• [Work instructions]: Set down all of the data that follows, keeping every character.

• [Listed entries]:
========================

PR #2012, opened 2023-01-24
Expose muxer ids

aschmahmann:
The protocol IDs of the stream multiplexers are not exposed as constants, which makes using them a pretty miserable experience since you have to hunt through the code to find them. This is particularly true for mplex which, while still being the only multiplexer used in parts of the libp2p ecosystem, does not have its protocol ID referenced in go-libp2p outside of tests anymore (also the constructor documentation said `mplux` instead of `mplex`).

This exposes the protocol IDs with an exported constant `ID` as is done for Noise and TLS.

Also, fixes a documentation bug indicating that mplex was used by default.

Note: the various ipfs-camp-2019 examples can be updated as well post-release so that the constants are only defined once within go-libp2p.

### DIFF
--- a/libp2p.go
+++ b/libp2p.go
@@ -37,7 +37,7 @@ func ChainOptions(opts ...Option) Option {
 // transport protocols;
 //
 // - If no multiplexer configuration is provided, the node is configured by
-// default to use the "yamux/1.0.0" stream connection multiplexer;
+// default to use yamux;
 //
 // - If no security transport is provided, the host uses the go-libp2p's noise
 // and/or tls encrypted transport to encrypt all traffic;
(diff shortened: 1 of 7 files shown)


libp2p.go
```diff
@@ -37,8 +37,7 @@ func ChainOptions(opts ...Option) Option {
 // transport protocols;
 //
 // - If no multiplexer configuration is provided, the node is configured by
-// default to use the "yamux/1.0.0" and "mplux/6.7.0" stream connection
-// multiplexers;
+// default to use the "yamux/1.0.0" stream connection multiplexer;
```
aschmahmann, line 40: I left this as it was before but should this be either just the word `yamux` or `"/yamux/1.0.0"`? If so any preference? Maintainers can feel free to merge without this change, or make any change they see fit here.

marten-seemann, line 40:
```suggestion
// default to use yamux;
```

marten-seemann (approved):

========================

• [Reply]:
PR #2012, opened 2023-01-24
Expose muxer ids

aschmahmann:
The protocol IDs of the stream multiplexers are not exposed as constants, which makes using them a pretty miserable experience since you have to hunt through the code to find them. This is particularly true for mplex which, while still being the only multiplexer used in parts of the libp2p ecosystem, does not have its protocol ID referenced in go-libp2p outside of tests anymore (also the constructor documentation said `mplux` instead of `mplex`).

This exposes the protocol IDs with an exported constant `ID` as is done for Noise and TLS.

Also, fixes a documentation bug indicating that mplex was used by default.

Note: the various ipfs-camp-2019 examples can be updated as well post-release so that the constants are only defined once within go-libp2p.

### DIFF
--- a/libp2p.go
+++ b/libp2p.go
@@ -37,7 +37,7 @@ func ChainOptions(opts ...Option) Option {
 // transport protocols;
 //
 // - If no multiplexer configuration is provided, the node is configured by
-// default to use the "yamux/1.0.0" stream connection multiplexer;
+// default to use yamux;
 //
 // - If no security transport is provided, the host uses the go-libp2p's noise
 // and/or tls encrypted transport to encrypt all traffic;
(diff shortened: 1 of 7 files shown)


libp2p.go
```diff
@@ -37,8 +37,7 @@ func ChainOptions(opts ...Option) Option {
 // transport protocols;
 //
 // - If no multiplexer configuration is provided, the node is configured by
-// default to use the "yamux/1.0.0" and "mplux/6.7.0" stream connection
-// multiplexers;
+// default to use the "yamux/1.0.0" stream connection multiplexer;
```
aschmahmann, line 40: I left this as it was before but should this be either just the word `yamux` or `"/yamux/1.0.0"`? If so any preference? Maintainers can feel free to merge without this change, or make any change they see fit here.

marten-seemann, line 40:
```suggestion
// default to use yamux;
```

marten-seemann (approved):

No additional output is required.